I can confirm that removing matrixStats and following your above fix to install matrixStats version 1.1.0 has fixed this issue.

Thank you very much for your help! (and especially for being so quick with the fix!)

Best regards

-Drew

saketkc commented 10 months ago

On digging deeper, this seems to be coming from glmGamPoi (note that you are using 1.10, while the latest is 1.14). My recommendation would be to update to latest Bioconductor (say yes to all package updates):

BiocManager::install(version = "3.18")

which should fix everything (even if you have matrixStats 1.2)

nitinmahajan20 commented 9 months ago

I am getting the similar error and tried all the things mentioned above BUT still


Error: useNames = NA is defunct. Instead, specify either useNames = TRUE or useNames = FALSE. 
priyanka8590 commented 9 months ago

Downgrading the matrixStats package to 1.1.0 worked for me. Thank you so much!

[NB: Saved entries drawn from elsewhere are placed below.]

PR #10228, opened 2024-10-14
GGA: Always use exported_mkey_packed_size for mkey pack

iyastreb:
## What
When packing mkey GGA always sets `UCT_MD_MKEY_PACK_FLAG_EXPORT` which forces to create a mkey for export of size `exported_mkey_packed_size` (even if not explicitly requested by caller). This is unexpected by the caller, who allocates an array of `rkey_packed_size` to handle the rkey.

Currently it works by chance, because `rkey_packed_size > exported_mkey_packed_size`.
But it becomes an issue when we increase the `uct_ib_md_packed_mkey_t` (like we do for XGVMI purposes).
The fix is to set `rkey_packed_size = exported_mkey_packed_size` for GGA transport to match the pack behavior

### DIFF
--- a/src/uct/ib/mlx5/gga/gga_mlx5.c
+++ b/src/uct/ib/mlx5/gga/gga_mlx5.c
@@ -73,6 +73,21 @@ ucs_config_field_t uct_gga_mlx5_iface_config_table[] = {
 };
 
 static ucs_status_t
+uct_ib_mlx5_gga_md_query(uct_md_h uct_md, uct_md_attr_v2_t *md_attr)
+{
+    ucs_status_t status;
+
+    status = uct_ib_mlx5_devx_md_query(uct_md, md_attr);
+    if (status != UCS_OK) {
+        return status;
+    }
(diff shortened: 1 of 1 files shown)


evgeny-leksikov (approved):

brminich (approved):

yosefe (approved):

yosefe:
@iyastreb do we need this fix for v1.18.x?

evgeny-leksikov:
> do we need this fix for v1.18.x?

I don't think so, unless we increase `uct_ib_md_packed_mkey_t` which is part of other activity

iyastreb:
> @iyastreb do we need this fix for v1.18.x?

I second what Evgeny said. 1.18 works without fix because `rkey_packed_size > exported_mkey_packed_size`.
If for some reason we extend `uct_ib_md_packed_mkey_t` in 1.18 then we need this fix.
But since there is no such plan - I think we don't need it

hezuoxi commented 8 months ago

downgrade matrixStats also works for me,Thank you so much!

bioinfotec commented 8 months ago

Error: useNames = NA is defunct. Instead, specify either useNames = TRUE or useNames = FALSE. seems to be coming from a change in matrixStats 1.2 that released a couple of days ago. Can you downgrade to 1.1 and try?

remotes::install_version("matrixStats", version="1.1.0") # restart your session and run previous scripts

This is helpful, than you!

Victor-K27 commented 7 months ago

Just a question, but downgrading the MatrixStats converts the message from an Error to a Warning for me. Is that the same for you?

betaimmunologist commented 7 months ago

@Victor-K27 Same for me... Have you figured out the reason?